Overview Of Hypotonia-Hypomentia-Hypogonadism-Obesity Syndrome (HHHO)
Hypotonia-Hypomentia-Hypogonadism-Obesity Syndrome (HHHO) occurs when the body’s sex glands produce little or no hormones. In men, these glands (gonads) are the testes. In women, these glands are the ovaries.
Commonly Associated With
Gonadal deficiency; Testicular failure; Ovarian failure; Testosterone – hypogonadism
Causes Of Hypotonia-Hypomentia-Hypogonadism-Obesity Syndrome (HHHO)
The cause of hypogonadism can be primary or central (secondary). In primary hypogonadism, the ovaries or testes themselves do not function properly.
Causes of primary hypogonadism include:
- Certain autoimmune disorders
- Genetic and developmental disorders
- Liver and kidney disease
- The most common genetic disorders that cause primary hypogonadism are Turner syndrome (in women) and Klinefelter syndrome (in men).
If you already have other autoimmune disorders you may be at higher risk for autoimmune damage to the gonads. These can include disorders that affect the liver, adrenal glands, and thyroid glands, as well as type 1 diabetes.
In central hypogonadism, the centers in the brain that control the gonads (hypothalamus and pituitary) do not function properly.
Causes of central hypogonadism include:
- Anorexia nervosa
- Bleeding in the area of the pituitary
- Taking medicines, such as glucocorticoids and opiates
- Stopping anabolic steroids
- Genetic problems
- Nutritional deficiencies
- Iron excess (hemochromatosis)
- Rapid, significant weight loss (including weight loss after bariatric surgery)
- A genetic cause of central hypogonadism is Kallmann syndrome. Many people with this condition also have a decreased sense of smell.
Menopause is the most common reason for hypogonadism. It is normal in all women and occurs on average around age 50. Testosterone levels decrease in men as they age, as well. The range of normal testosterone in the blood is much lower in a 50 to 60-year-old man than it is in a 20 to a 30-year-old man.

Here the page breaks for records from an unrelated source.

PR #1405, opened 2021-09-27
Add config options to limit metadata export frequency

daniel-riehm:
Add `every_n_microseconds` and `every_n_frames` configuration options to the metadata CSV exporter, which allow the user to choose how often to add a new line to the CSV file, in terms of time or frames elapsed. A video may have one or more metadata packets per frame, which results in exported CSV files of significant size when given long videos or very detailed metadata. In use cases where large output files are undesirable, users may choose to export only sparse metadata using these new options.

### DIFF
--- a/arrows/core/metadata_map_io_csv.cxx
+++ b/arrows/core/metadata_map_io_csv.cxx
@@ -8,6 +8,7 @@
 #include "metadata_map_io_csv.h"
 
 #include <vital/any.h>
+#include <vital/exceptions/algorithm.h>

Symptoms Of Hypotonia-Hypomentia-Hypogonadism-Obesity Syndrome (HHHO)
Girls who have hypogonadism will not begin menstruating. Hypogonadism can affect breast development and height.
If hypogonadism occurs after puberty, symptoms in women include:
- Hot flashes
- Energy and mood changes
- Menstruation becomes irregular or stops
In boys, hypogonadism affects muscle, beard, genital and voice development. It also leads to growth problems. In men the symptoms are:
- Breast enlargement
- Muscle loss
- Decreased interest in sex (low libido)
If a pituitary or other brain tumor is present (central hypogonadism), there may be:
- Headaches or vision loss
- Milky breast discharge (from a prolactinoma)
- Symptoms of other hormonal deficiencies (such as hypothyroidism)
- The most common tumors affecting the pituitary are craniopharyngioma in children and prolactinoma adenomas in adults.
Exams & Tests
You may need to have tests to check:
- Estrogen level (women)
- Follicle-stimulating hormone (FSH level) and luteinizing hormone (LH) level
- Testosterone level (men)
- Other measures of pituitary function
Other tests may include:
- Blood tests for anemia and iron
- Genetic tests including a karyotype to check the chromosomal structure
- Prolactin level (milk hormone)
- Sperm count
- Thyroid tests
- Sometimes imaging tests are needed, such as a sonogram of the ovaries. If the pituitary disease is suspected, an MRI or CT scan of the brain may be done.
Treatment Of Hypotonia-Hypomentia-Hypogonadism-Obesity Syndrome (HHHO)
You may need to take hormone-based medicines. Estrogen and progesterone are used for girls and women. The medicines come in the form of a pill or skin patch. Testosterone is used for boys and men. The medicine can be given as a skin patch, skin gel, a solution applied to the armpit, a patch applied to the upper gum, or by injection.
For women who have not had their uterus removed, combination treatment with estrogen and progesterone may decrease the chance of developing endometrial cancer. Women with hypogonadism who have low sex drive may also be prescribed low-dose testosterone or another male hormone called dehydroepiandrosterone (DHEA).
In some women, injections or pills can be used to stimulate ovulation. Injections of pituitary hormone may be used to help men produce sperm. Other people may need surgery and radiation therapy if there is pituitary or hypothalamic cause of the disorder.